Nunca houve uma época tão rica em opiniões e, ao mesmo tempo, tão pobre em perseverança. Sabemos o que está errado na política, na educação, nas instituições e até nos relacionamentos. Somos rápidos em identificar problemas, apontar falhas e sugerir soluções. Sonhamos com cidades melhores, com uma sociedade mais justa, com líderes mais preparados e com um futuro mais promissor para nossos filhos. O que parece cada vez mais raro, porém, é encontrar a disposição necessária para construir aquilo que afirmamos desejar.
A razão talvez esteja em uma diferença profunda entre desejar e ter vontade. O desejo nasce facilmente. Ele habita o campo das intenções, das expectativas e dos discursos. A vontade, por sua vez, surge quando o entusiasmo termina. Ela aparece quando os resultados demoram, quando os obstáculos se acumulam e quando desistir parece mais confortável do que continuar. Enquanto o desejo sonha com a chegada, a vontade aceita o desafio da caminhada.
Essa distinção ajuda a compreender uma das verdades mais desconfortáveis da vida. A história raramente é transformada pelos que apenas desejam. Ela é construída por aqueles que persistem. Não necessariamente pelos mais inteligentes, pelos mais talentosos ou pelos mais preparados, mas pelos que permanecem quando os demais recuam. Afinal, o mundo não é ocupado pelos que têm razão. O mundo é ocupado pelos que permanecem.
Talvez por isso façamos tantas perguntas erradas. Questionamos por que determinadas ideias ganham força, por que certos grupos conquistam influência ou por que algumas vozes parecem dominar os debates públicos. Mas raramente nos perguntamos por que tantas pessoas equilibradas abriram mão de ocupar esses mesmos espaços.
A verdade é que o vazio nunca permanece vazio por muito tempo. Quando os que poderiam contribuir se afastam, outros assumem o protagonismo. Não necessariamente porque sejam melhores ou mais numerosos, mas simplesmente porque decidiram ficar. A história tem pouca tolerância para espaços abandonados e quase sempre recompensa aqueles que permanecem quando os demais resolvem partir.
Essa mesma lógica se repete na vida pessoal. Há pessoas que passam a vida inteira sentadas na arquibancada da existência. Observam o jogo, analisam cada lance, criticam os erros, apontam caminhos e explicam o que deveria ser feito. Conhecem as estratégias, enxergam os defeitos e sabem exatamente o que os outros deveriam fazer. Mas a história nunca foi escrita por quem assistia da arquibancada.
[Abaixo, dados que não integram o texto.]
PR #108, opened 2015-10-15
Default Decorator and Generate All Default Values "On-Get"

rmorshea:
New implementation of default decorators as compared to #76. To accomplish this, the logic for creating default values was consolidated into `TraitType.get` meaning that invalid defaults will only be caught, and valid ones will only be set, in the `HasTraits` instance when there's an attempt to access the value.

```python
class A(HasTraits):
    i = Int('bad default')

a = A() # no longer fails when instance is created
a.i # instead fails when trying to access the value
```

brief default decorator example

```python
class A(HasTraits):
    i = Int()
    
    @default('x')
    def _x_default(self):
        return 1

A().i
# result : `1`
```

closes #76, closes #89


SylvainCorlay:
Will discuss with Bryan when he is here about the two solutions.

SylvainCorlay:
Closing. #114 added the default decorator.

PR #361, opened 2017-01-13
help: Alias overriding help-text (like flags), options list human-help before automated infos

ankostis:
To keep the API symmetric to *flags*, add the capability to *aliases* to override the printed help-msg.

With this PR, the `Application.aliases` dict may contain *two-tuples* as values like this `(alias: (longname, help-text)}`:

```python
    aliases = Dict({
                    ('fooi', 'i') : 'Foo.i',                          # simple longname
                    ('j', 'fooj') : ('Foo.j', "`j` terse help msg"),  # longname, help-text
    )
```

- Renamed the use of builtin `help` in one occasion;
- changed 2 TCs to test with two-tuples; 
- improved slightly the documentation.

## Rational:
Currently code that prints the help-text for the *aliases* fetches the help-text from the aliased trait, and that is possible since there is a 1-1 correspondence (in contrast to *flags* where it is *1-n*, and thus had to introduce the two-tuple with help-text).
But since this might be long, the end result will be a long help message, scrolling past the end of the screen.
For flags, it is possible (actually forced) to provide *shorter* versions of the help-messages, and use `--help-all` to read all content, but this flexibility is impossible for aliases.

To facilitate comparison, the *before* and *after* help messages are provided for the `--config-paths` alias:

## "Before" Help Messages:
```
$ co2dice --help
prepare/sign/send/receive/validate & archive Type Approval sampling

Options
=======
The options below are convenience aliases to configurable class-options,
as listed in the "Equivalent to" description-line of the aliases.
To see all configurable class-options for some <cmd>, use:
    <cmd> --help-all

-d, --debug
    Equivalent to: [--Application.log_level=0 --Spec.log_level=0 --Cmd.raise_config_file_errors=True]
--config-paths=<list-item-1>...
    Default: []
    Absolute/relative path(s) to read "static" configurable parameters from.
    If false, and no `CO2DICE_CONFIG_PATH` envvar is defined, defaults to:
        ['D:\\Apps\\cygwin64\\home\\anastkn\\.co2dice\\co2dice_config', 'd:\\work\\compas.vinz\\co2mpas\\sampling\\co2dice_config']
    Multiple values may be given, and each value may be a single or multiple paths
    separated by ';'.  All paths collected are considered in descending order
    (1st one overrides the rest).
    For paths resolving to folders, the filename `co2dice_config.[json | py]` is appended;
    otherwise, any file-extensions are ignored, and '.py' and/or '.json' are loaded (in this order).
    Tip:
        Use `config init` sub-command to produce a skeleton of the config-file.

To see all available configurables, use `--help-all`
```

## "After" Help Message:
```
$ co2dice --help
prepare/sign/send/receive/validate & archive Type Approval sampling

Options
=======
The options below are convenience aliases to configurable class-options,
as listed in the "Equivalent to" description-line of the aliases.
To see all configurable class-options for some <cmd>, use:
    <cmd> --help-all

-d, --debug
    Equivalent to: [--Application.log_level=0 --Spec.log_level=0 Cmd.raise_config_file_errors=True]
--config-paths=<list-item-1>...
    Default: []
    Absolute/relative path(s) to read "static" configurable parameters from.

To see all available configurables, use `--help-all`
```

### DIFF
--- a/traitlets/config/configurable.py
+++ b/traitlets/config/configurable.py
@@ -253,6 +253,13 @@ class Configurable(HasTraits):
             header = '%s=<%s>' % (header, trait.__class__.__name__)
         #header = "--%s.%s=<%s>" % (cls.__name__, trait.name, trait.__class__.__name__)
         lines.append(header)
+
+        if helptext is None:
+            helptext = trait.help
+        if helptext != '':
+            helptext = '\n'.join(wrap_paragraphs(helptext, 76))
+            lines.append(indent(helptext, 4))
+
         if inst is not None:
             lines.append(indent('Current: %r' % getattr(inst, trait.name), 4))
         else:
@@ -268,11 +275,6 @@ class Configurable(HasTraits):
             # include Enum choices
             lines.append(indent('Choices: %r' % (trait.values,)))
 
-        if helptext is None:
-            helptext = trait.help
-        if helptext != '':
-            helptext = '\n'.join(wrap_paragraphs(helptext, 76))
-            lines.append(indent(helptext, 4))
         return '\n'.join(lines)
 
     @classmethod
--- a/traitlets/config/configurable.py
+++ b/traitlets/config/configurable.py
@@ -227,11 +227,14 @@ class Configurable(HasTraits):
         return '\n'.join(final_help)
 
     @classmethod
-    def class_get_trait_help(cls, trait, inst=None):
-        """Get the help string for a single trait.
+    def class_get_trait_help(cls, trait, inst=None, helptext=None):
+        """Get the helptext string for a single trait.
 
-        If `inst` is given, it's current trait values will be used in place of
-        the class default.
+        :param inst:
+            If given, it's current trait values will be used in place of
+            the class default.
+        :param helptext:
+            If not given, uses the `help` attribute of the current trait.
         """
         assert inst is None or isinstance(inst, cls)
         lines = []
@@ -265,10 +268,11 @@ class Configurable(HasTraits):
             # include Enum choices
             lines.append(indent('Choices: %r' % (trait.values,)))
 
-        help = trait.help
-        if help != '':
-            help = '\n'.join(wrap_paragraphs(help, 76))
-            lines.append(indent(help, 4))
+        if helptext is None:
+            helptext = trait.help
+        if helptext != '':
+            helptext = '\n'.join(wrap_paragraphs(helptext, 76))
+            lines.append(indent(helptext, 4))
         return '\n'.join(lines)
 
     @classmethod
--- a/traitlets/config/tests/test_application.py
+++ b/traitlets/config/tests/test_application.py
@@ -66,7 +66,7 @@ class MyApp(Application):
 
     aliases = Dict({
                     ('fooi', 'i') : 'Foo.i',
-                    ('j', 'fooj') : 'Foo.j',
+                    ('j', 'fooj') : ('Foo.j', "`j` terse help msg"),
                     'name' : 'Foo.name',
                     'la': 'Foo.la',
                     'tb': 'Bar.tb',
@@ -194,7 +194,7 @@ class TestApplication(TestCase):
         class TestApp(Application):
             value = Unicode().tag(config=True)
             config_file_loaded = Bool().tag(config=True)
-            aliases = {'v': 'TestApp.value'}
+            aliases = {'v': ('TestApp.value', 'some help')}
         app = TestApp()
         with TemporaryDirectory() as td:
             config_file = pjoin(td, name)
--- a/docs/source/config.rst
+++ b/docs/source/config.rst
@@ -324,6 +324,10 @@ that are single characters, in which case they can be specified with a single ``
 Flags and aliases are declared by specifying ``flags`` and ``aliases``
 attributes as dictionaries on subclasses of :class:`~traitlets.config.Application`.
 
+A key in both those dictionaries might be a string or tuple of strings.
+One-character strings are converted into "short" options (like ``-v``); longer strings
+are "long" options (like ``--verbose``).
+
 Aliases
 *******
 
@@ -337,6 +341,9 @@ to specify the whole class name:
     $ ipython --profile='myprofile'
     # are equivalent to
     $ ipython --BaseIPythonApplication.profile='myprofile'
+
+When specifying ``alias`` dictionary in code, the values might be the strings
+like ``'Class.trait'`` or two-tuples like ``('Class.trait', "Some help message")``.
 
 Flags
 *****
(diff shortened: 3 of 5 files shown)


ankostis:
Push another help-message modification:   put human explanation for opts above automated infos

## "Before" Help Message:
```
-d, --debug
    Equivalent to: [--Spec.log_level=0 --Cmd.print_config=True --Cmd.raise_config_file_errors=True --Application.log_level=0]
-v, --verbose
    Make various sub-commands increase their verbosity (not to be confused with --debug):
    Equivalent to: [--Cmd.verbose=True --Spec.verbose=True]
-f, --force
    Force various sub-commands to perform their duties without complaints.
    Equivalent to: [--Cmd.force=True --Spec.force=True]
--config-paths=<list-item-1>...
    Default: []
    Absolute/relative path(s) to read "static" configurable parameters from.
    Equivalent to: [--Cmd.config_paths]
--log-level=<Enum>
    Default: 30
    Equivalent to: [--Application.log_level]
--persist-path=<Unicode>
    Default: None
    Absolute/relative path to read/write persistent parameters on runtime, if
    `CO2DICE_PERSIST_PATH` envvar is not defined.
    Equivalent to: [--Cmd.persist_path]
```

## "After" Help Message:
```
-v, --verbose
    Make various sub-commands increase their verbosity (not to be confused with --debug):
    Equivalent to: [--Cmd.verbose=True --Spec.verbose=True]
-d, --debug
    Equivalent to: [--Cmd.raise_config_file_errors=True --Cmd.print_config=True --Spec.log_level=0 --Application.log_level=0]
-f, --force
    Force various sub-commands to perform their duties without complaints.
    Equivalent to: [--Cmd.force=True --Spec.force=True]
--persist-path=<Unicode>
    Absolute/relative path to read/write persistent parameters on runtime, if
    `CO2DICE_PERSIST_PATH` envvar is not defined.
    Default: None
    Equivalent to: [--Cmd.persist_path]
--log-level=<Enum>
    Default: 30
    Equivalent to: [--Application.log_level]
--config-paths=<list-item-1>...
    Absolute/relative path(s) to read "static" configurable parameters from.
    Default: []
    Equivalent to: [--Cmd.config_paths]
```

ankostis:
Regarding my last 6a93d8c for putting human option-infos on top, as it was before, the human explanation was "sanditched" between the `Default`  and the `Equivalent to` lines, and I had introduced that with #319, because it was the easiest thing to do.

I'm now thinking that it may be appropriate to keep the `Equivalent to` line to the top (or immediately below the human-text, because it is part of the explanation, and to have the `Default` and the other auto-infos at the end, which is customary for cmd-line tools.

(regardless, this last commit still has to apply)

ankostis:
Pushed fix commit 41480333b: 
since #289 has ensured that all parent hierarchy gets to be printed, 
we may avoid clutter by reprinting all traits on child classes.

ankostis:
Is there any problem with this PR?

traitlets/config/configurable.py
```diff
@@ -221,17 +221,20 @@ class defaults.
         base_classes = ','.join(p.__name__ for p in cls.__bases__)
         final_help.append(u'%s(%s) options' % (cls.__name__, base_classes))
         final_help.append(len(final_help[0])*u'-')
-        for k, v in sorted(cls.class_traits(config=True).items()):
+        for k, v in sorted(cls.class_own_traits(config=True).items()):
```
minrk: It seems like this should still be `.class_traits`, since it should include all configurables on the class, not just those it didn't inherit.

traitlets/config/tests/test_application.py
```diff
@@ -66,7 +66,7 @@ class MyApp(Application):
 
     aliases = Dict({
                     ('fooi', 'i') : 'Foo.i',
-                    ('j', 'fooj') : 'Foo.j',
+                    ('j', 'fooj') : ('Foo.j', "`j` terse help msg"),
```
minrk: The point of the help string on traitlets is to specify this help string. Under what circumstances would one set a help string that one didn't want to use?

ankostis: The point is `foo --help` and `foo --help-all` to print gradually more text for options.

Optimally, with `--help`, each option "should" occupy a single line, as most unix-utils do, to waste as little screen estate as possible (ok, we're cannot achieve 1-line bc there are default values, equivalent flags, etc). That is important for apps with a lot of aliases.

The `--help-all` is like printing the full man-page.

Of course it is still possible to use the original help-string.
Personally I use a little function that puts in the tuple the 1st line from the full help-msg.

More detailed reasoning on the PR OP.

traitlets/config/configurable.py
ankostis: No strong opinion on that. 
As reasoned in [this comment](/ipython/traitlets/pull/361#issuecomment-272519698), this is also to avoid clutter on `--help-all`: since #289 class-parents are printed, so the user may connect the dots and deduce which traits belong to subclasses.

But I will retract it, to keep the `--help-all` extra helpfull.

traitlets/config/tests/test_application.py
minrk: I have difficulty with that, since I can't think of any cases where I would want the two messages differ. I see the rationale in the OP, but it's not accurate, for instance:

> For flags, it is possible (actually forced) to provide shorter versions

There's a field for a help string only because it's not retrievable from the traits. There is no restriction on its length.

The only difference between `--help` output and `--help-all` output should be whether the entirety of classes are walked, vs only those items with aliases and flags. The `.help` key exists solely for the purpose of populating this output, so I don't understand why it wouldn't be used.

ankostis: The same reasoning you explained could have been applied also in the flags, like that:
Since `.help` keys exist for all options a flag masp to, then just concatenate all of them in one big help-message, and use this for the flag - no need to have a shorter version in a 2-tuple.
But hopefully the case is not like that.

I have a need for this because my app has ~15 subcommands with 3 levels of nesting. And since i did a trick to *merge* aliases and flags from parent cmds, so at time the output of ` root foo bar  --help`  is simply overwhelming, with tens of of them.  So I'm using shorter versions to conserve screen estate and help the users see what's important.

I repeat this PR provides an optional functionality, so by default the longer-help message is used.

ankostis:
@minrk  I retracted the 41480333b8401 commit which had the conversation about listing "own only" traits in help msg or not, so you cannot see it anymore.

traitlets/config/tests/test_application.py
ankostis: By the way, the number of config-params above is an order of magnitude bigger if you include `has_traits()` instead of `has_own_traits()`.  That is why my retracted 41480333b840 was trying to save space also for `--help-all`  case.

ankostis: For the future reader: describing here cases where it is totally necessary to override the help-msg on the alias: the trait is defined in some base-class, and each alias wants to explain its exact usage.

PR #362, opened 2017-01-20
Support callable subcommands

ankostis:
Subcommands might be classes, strings (name of classes) and now Callables with a single argument: the parent Application instance (i.e. to read configs from).

That way it is possible to create different subcommands based on the same Application-class just with different constructor arguments.

I could not fins any test-cases about subcommands, so this PR is not considered finished - submitted for discussion.

### DIFF
--- a/traitlets/config/application.py
+++ b/traitlets/config/application.py
@@ -468,18 +468,24 @@ class Application(SingletonConfigurable):
     @catch_config_error
     def initialize_subcommand(self, subc, argv=None):
         """Initialize a subcommand with argv."""
-        subapp,help = self.subcommands.get(subc)
+        subapp, _ = self.subcommands.get(subc)
 
         if isinstance(subapp, six.string_types):
             subapp = import_item(subapp)
-        elif isinstance(subapp, callable):
-            subapp = subapp()
 
-        # clear existing instances
-        self.__class__.clear_instance()
-        # instantiate
-        self.subapp = subapp.instance(parent=self)
-        # and initialize subapp
+        ## Cannot issubclass() on a non-type (SOhttp://stackoverflow.com/questions/8692430)
+        if isinstance(subapp, type) and issubclass(subapp, Application):
+            # Clear existing instances before...
+            self.__class__.clear_instance()
+            # instantiating subapp...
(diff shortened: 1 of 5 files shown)


traitlets/config/application.py
```diff
@@ -246,11 +246,13 @@ def _flags_changed(self, change):
             assert isinstance(value[1], six.string_types), "Bad flag: %r:%s" % (key, value)
 
 
-    # subcommands for launching other applications
-    # if this is not empty, this will be a parent Application
-    # this must be a dict of two-tuples,
-    # the first element being the application class/import string
-    # and the second being the help string for the subcommand
+    #: subcommands for launching other applications
```
minrk: looks like these colons were added by accident

traitlets/config/application.py
```diff
@@ -246,11 +246,13 @@ def _flags_changed(self, change):
...
+    #: if this is not empty, this will be a parent Application
+    #: this must be a dict of two-tuples,
+    #: the first element is the application class, or and import string
+    #: or a callable with a single argument for the parent returnng
```
minrk: returnng

traitlets/config/application.py
```diff
@@ -464,13 +466,16 @@ def initialize_subcommand(self, subc, argv=None):
         """Initialize a subcommand with argv."""
         subapp,help = self.subcommands.get(subc)
 
-        if isinstance(subapp, six.string_types):
-            subapp = import_item(subapp)
+        if callable(subapp):
+            self.subapp = subapp(self)
```
minrk: classes are callable, so this check will catch the common case of subapp being an Application and handle it incorrectly.

ankostis: Indeed!

Would this be ok?

    if callable(subapp) and not isinstance(subapp, Application):
        ...

minrk: I would think so, yes.

ankostis: Editing my self, more like `issubclass(subapp, Application)`...and also avoid invoking `ConfigSingleton.instance()` when factory method supplied.

minrk: Thanks!

PR #365, opened 2017-01-26
FIX: KVConfigLoader could not handle lone dashes('-') as extra arguments

ankostis:
`KeyValueConfigLoader.load_config()` was considering lone dash(`-`) args as invalids
(these are frequently used to denote STDIN).

+ Fixed and added a TCs on App & Loader.
+ Minor refactorings 7 pep8 on the method fixed.

### DIFF
--- a/traitlets/config/loader.py
+++ b/traitlets/config/loader.py
@@ -699,13 +699,9 @@ class KeyValueConfigLoader(CommandLineConfigLoader):
             item = raw.lstrip('-')
 
             if not item:
-                # I.e. it was a lone '-' used for denoting STDIN, or '---'.
-                self.extra_args.append('-')
-                continue
-
-            if not item:
-                # I.e. it was a lone '-' used for denoting STDIN, or '---'.
-                self.extra_args.append('-')
+                ## It was either a lone '-' (i.e. denoting STDIN),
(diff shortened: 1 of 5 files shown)


ankostis:
Added a rather unrelated commit for site-docs: 
added more project coordinates (links to other site) that is annoying not to have on every landing page of this project.
Actually If given the permission I would port a9680b5 also on the top of `README.md` so that the links are visible in GitHub landing page.

traitlets/config/loader.py
```diff
@@ -687,19 +687,29 @@ def load_config(self, argv=None, aliases=None, flags=None):
...
-                break
+            if not item:
+                # I.e. it was a lone '-' used for denoting STDIN, or '---'.
+                self.extra_args.append('-')
+                continue
+
+            if not item:
+                # I.e. it was a lone '-' used for denoting STDIN, or '---'.
+                self.extra_args.append('-')
+                continue
```
minrk: duplicated block?

ankostis: Yes, duplicate code. 
Also previously was replacing user-arg always with '-' - now adds user-arg verbatim, even if it is 3 or more dashes concatenated.

PR #372, opened 2017-02-01
add rollback function to change dicts

rmorshea:
Adds a `'rollback'` key to change dicts that is called to reverse changes in case of a `TraitError`.

This enables rollbacks for different kinds of changes (e.g. element changes from eventful traits))

### DIFF
--- a/traitlets/tests/test_traitlets.py
+++ b/traitlets/tests/test_traitlets.py
@@ -28,7 +28,7 @@ from traitlets import (
 import six
 
 def change_dict(*ordered_values):
-    change_names = ('name', 'old', 'new', 'owner', 'type')
+    change_names = ('name', 'old', 'new', 'owner', 'type', 'rollback')
     return dict(zip(change_names, ordered_values))
 
 #-----------------------------------------------------------------------------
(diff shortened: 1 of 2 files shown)


minrk:
What are some cases where this has come up? What happens for future trait notifiers if rollback is called by the first listener?

SylvainCorlay:
:-1: on this. The original proposed method was that the rollback function would be a member of the change dictionary.

rmorshea:
@SylvainCorlay it is a part of the change dictionary. I just happen to have defined it as a static method on `TraitType` - I can change that though.

rmorshea:
@minrk this idea originates [here](https://github.com/SylvainCorlay/traitlets/blob/5ef4db537e535a2c5c711c657dd65e96a219cd0d/traitlets/traitlets.py#L1118-L1120) in @SylvainCorlay's implementation of eventful trait's. However, I can see your point. Maybe we could pass it to `notify_change(change, rollback=None)`?

rmorshea:
@minrk I think rollback functions only make sense with respect to #251.

Each change type ought to be internally responsible for how it is reversed.

Additionally...

We could allow us to have generic event compression logic:

```python
   if hasattr(event, "compress") and type(event) is type(other):
      event.compress(other)
```

 Right now we have a hard coded `type="change"` compression function in `hold_trait_notifications`.

@SylvainCorlay, thoughts?

Issue #287, opened 2016-08-24
Default values are not cross-validated with `@validation`


ankostis:
While the defaults values are validated against the type of their trait, they are not cross-validated against any `@validate` rules.

This may lead to conflicting behavior in `HasTraits` subclasses when they contain invalid defaults, as exemplified in #263, and copied here for clarity:

``` python
class A1(HasTraits):
   virtue = Unicode('BAD')

   @validate('virtue')
   def _no_evil(self, proposal):
       if proposal['value'] == 'BAD':
           raise TraitError()
       return proposal['value']

class A2(HasTraits):
   virtue = Unicode('GOOD')

   @validate('virtue')
   def _no_evil(self, proposal):
       if proposal['value'] == 'BAD':
           raise TraitError()

>>> A1('virtue='BAD')  ## Pass
>>> A2('virtue='BAD')  ## Screams!
traitlets.traitlets.TraitError
```

SylvainCorlay:
Thanks for reposting here. There were some unrelated discussions on the other thread.

SylvainCorlay:
I just wanted to point out that it is not a trivial problem and not doing it was a deliberate choice. Basically, it breaks the possibility of a delayed initialization for a value if it is accessed at the cross-validation stage.

rmorshea:
I looked into this recently and the problem here is quite subtle:

1. Setting via `A1(virtue='BAD')` invokes a `hold_trait_notifications` context.
2. Cross validation never occurs inside this context `=>` validation of default values cannot occur here.
	+ In other words dynamic defaults created in the context **never** get validated. So even if A1 had a dynamic default of "BAD" via `@default` (which is normally validated) the problem noted above would still persist.
3. The fact that invalid default values are allowed to generate inside `hold_trait_notifications` (dynamic or otherwise) means that they will be used to determine whether change notifications should occur in `TraitType.set`.
	+ This implies that the failure of `A1(virtue=invalid)` to raise is actually an edge case where `invalid` happens to equal `A1.virtue.default_value` and a change notification is never sent to `HasTraits.notify_change`. That failure to notify means that `hold_trait_notifications` never retraces it in the cache of changes.
	+ In short, if we chose `A1(virtue="EVIL")` an error would be raised.

If you take all this together, and we say that validating default isn't something that we will guarantee, then the bug here is actually that `hold_trait_notifications` operates under the assumption that all prior trait values have been validated.

cc: @SylvainCorlay

rmorshea:
[...]

PR #373, opened 2017-02-01
Fix Change Dict Bug - Improper Old Values

rmorshea:
# The Problem

When it comes to default values, the `'old'` key in change dicts is often improperly assigned.

For example:

```python
class Foo(HasTraits):
    i = Int()
    @default('i')
    def _i_default(self):
        return 1
    @observe('i')
    def _i_changed(self, change):
        raise ValueError(str(change))

foo = Foo()
foo.i = 1
```

Surprisingly, the observer gets called here because `'old'` is `0`!

This is because `'old'` gets assigned via `i.default_value` rather than by a default generator.

# The Fix

Just call `getattr` to try and make a default value. If that fails `'old'` is `Undefined`.

side note: *the default must be generated **before** validating the new value. This is because any state changes induced by default generation should be overridden by setting/validating the new value.*

### DIFF
--- a/traitlets/traitlets.py
+++ b/traitlets/traitlets.py
@@ -499,6 +499,25 @@ class TraitType(BaseDescriptor):
             # Undefined will raise in TraitType.get
             return self.default_value
 
+    def obj_default(self, obj):
+        """Return this trait's default value on the given object.
+
+        Pulls from the object's ``_trait_default_generators`` using
+        ``self.name`` to generate a default value and validate it.
+        If that value is ``Undefined`` then an error is raised.
+        """
+        try:
+            dgen = type(obj)._trait_default_generators[self.name]
+        except KeyError:
+            raise TraitError("Impropper default generator setup "
+                "for '%s.%s'" % (type(obj).__name__, self.name))
+        default = dgen(obj)
+        if default is Undefined:
+            raise TraitError("No default value found for "
+                    "the '%s' trait named '%s' of %r" % (
+                    type(self).__name__, self.name, obj))
+        return self._validate(obj, default)
+
     def get_default_value(self):
         """DEPRECATED: Retrieve the static default value for this trait.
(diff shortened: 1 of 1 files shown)


minrk:
I'm pretty sure it was a deliberate, important change to *prevent* the default value generator from being called on first assignment, which caused problems in IPython when there are more complex default value generators. I think using `Undefined` or similar for the old value is better than generating a never-used value for `old`.

rmorshea:
@minrk since defaults now only get generated at the time they are requested, `Undefined` makes sense. Either way though drawing `'old'` from `TraitType.default_value` doesn't seem right.

minrk:
Most of the time, it is the right value. It's only when a dynamic default is defined that it gets skipped.

minrk:
Using Undefined when there's a dynamic default makes sense, though.

rmorshea:
Because of #349, I'm not so sure that it's valuable to distinguish between a default declared here `TraitType(default_value=<value>)` and one defined via `@default` anymore - now, a trait's default is **always** decided at the time it is first requested, and never during `instance_init` as was previously the case for "static" defaults.

Using `TraitType.default_value` means that it's possible for `'old'` to be inconsistent with expectations whenever `@default` is used. It seems that it would be better to give no information about the old value, than to give information that's false.

rmorshea:
@minrk looking through old issues I found this [bug](https://github.com/ipython/traitlets/issues/287#issuecomment-255456913) wherin using `TraitType.default_value` can result in a failure to validate new values in `hold_trait_notifications`.

minrk:
That makes sense.

rmorshea:
@minrk, `old=Undefined` breaks multiple tests...

Is it possible that the new on-request default generation, might bypass the problems you alluded to?

*the old way being default state initialization during `HasTraits.__init__`*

Ela sempre pertenceu àqueles que entraram em campo, assumiram riscos, cometeram erros, enfrentaram derrotas e, apesar de tudo, continuaram jogando.
É justamente aí que surge outra contradição do nosso tempo. Admiramos profundamente os resultados da vontade, mas raramente admiramos a vontade em si. Admiramos a conquista, mas não a disciplina que a tornou possível. Admiramos o sucesso, mas não as renúncias que o antecederam. Admiramos a excelência, mas frequentemente ignoramos o esforço silencioso que a sustenta. Queremos os frutos, mas negociamos com o plantio. Queremos a chegada, mas evitamos a caminhada. Queremos a transformação, mas resistimos ao preço que ela exige.
Aos poucos, passamos a acreditar que reconhecer um problema já representa algum avanço. Mas reconhecer não é transformar. Criticar não é construir. Opinar não é realizar. A consciência é apenas o primeiro passo. O que muda a realidade continua sendo aquilo que sempre mudou: disciplina, perseverança, compromisso e trabalho.
Há, porém, uma dimensão ainda mais profunda nessa reflexão. A vontade não transforma apenas o mundo ao nosso redor; ela transforma quem a exerce. Cada vez que vencemos a acomodação, a preguiça ou a tentação de desistir, nos tornamos um pouco melhores do que éramos no dia anterior. A vontade constrói realizações, mas, antes disso, constrói caráter. E talvez seja exatamente por isso que ela seja tão valiosa e tão rara.
Por tudo isso, talvez a grande crise do nosso tempo não seja econômica, política ou tecnológica. Nunca tivemos tanto acesso ao conhecimento, tantas ferramentas e tantas oportunidades. Ainda assim, parece cada vez mais difícil encontrar pessoas dispostas a continuar quando o aplauso desaparece, quando a empolgação passa e quando o esforço se torna inevitável.
Os sonhos continuam sendo importantes. São eles que apontam a direção. Mas direção não é destino. Sonhar é necessário, porém insuficiente.
Os sonhos mostram o caminho.
Mas é a vontade que percorre a estrada.
E, no fim das contas, o futuro nunca pertence aos que apenas esperam por dias melhores.
O futuro pertence aos que têm a coragem de construí-lo.